Ghost: The source of all of his weaknesses can be linked to his “little bit of a downer” childhood as an orphan. Interestingly, he isn’t aware of another facet of that ghost, and Rapunzel points it out to him. “Was he a thief too?” she asks. He looks taken aback, before answering “Uh, no.” Something’s gone wrong. The choices he’s making are not living up to that original role model.
Characterization: Flynn’s charming, funny, smart, charismatic, and arrogant (in a somehow charming sort of way). He’s also rude, contemptuous, and sarcastic. All traits that help him keep up that ‘swashbuckling rogue’ facade, and push people away from the real him.
True Character: Underneath all that, he’s a Disney prince. That pretty much sums it up.

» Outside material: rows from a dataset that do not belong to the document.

PR #7315, opened 2020-07-23
added info on custom hosting with GitHub Pages

maltfield:
added info on custom hosting with GitHub Pages

### DIFF
--- a/docs/custom_installs/github_pages.rst
+++ b/docs/custom_installs/github_pages.rst
@@ -1,0 +1,27 @@
+Hosting on GitHub Pages
+=======================
+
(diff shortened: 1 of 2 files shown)


ericholscher:
Thanks for your contribution! However, these are docs about using Read the Docs, not using our theme on other hosting providers. I'd recommend putting these docs somewhere else where they are more appropriate. Perhaps as a doc in our theme repository: https://github.com/readthedocs/sphinx_rtd_theme/

maltfield:
...but you already have a section on custom installs.

It seems appropriate that this section should at least provide *links* to other documentation on "appropriate" sites, which is what I've done with this commit.

ericholscher:
That is documentation on installing our code base, which this is documenting. I think it's more fitting for the theme itself, since it related to that project, not anything to the Read the Docs hosting service.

Changed Person: “Started going by Eugene again, stopped thieving, and basically turned it all around.” He started the story as the guarded and evasive Flynn, he ends as the selfless and thoroughly-in-love Eugene.
Fascination and Illumination: Imagine if everything about Flynn had been told, right up front. We know he’s an orphan, we know he’s upheld a fake reputation, we know he’s a kind and loving guy underneath it all, we even know about his “tales of Flynnagin” childhood dream. You know what happens? We like him … but we’re not interested in him. There’s nothing we need to find out. There’s no curiosity. And if there’s no curiosity, and nothing being illuminated, your story’s not going anywhere. So instead, we find out – alongside Rapunzel – more about Flynn as the story progresses. And that is how it should be.
So!
Developing characters in this way, I’ve found, really reduces worries about how “well-rounded” and three dimensional I’ve made them. They feel real to me. And besides helping me create characters, this ten element technique has also let me analyze characters I like, which is strangely fun. It’s a great way to figure out why a character works, what causes them to be so effective, and how you can go about creating them yourself.
Yeah, I’m a bit of a nerd.
But if you want, try it out. Develop a character. Analyze a character. You might find it as useful/fun as I do.
This is good advice for character development, but not for static characters, like Batman or Atticus Finch, nor tragic heroes like Othello or Anakin Skywalker.
There are aspects of some of these steps to theses types of characters, but don’t feel that you need all 10 to make a complete character. Or that all main characters need this level or type of development.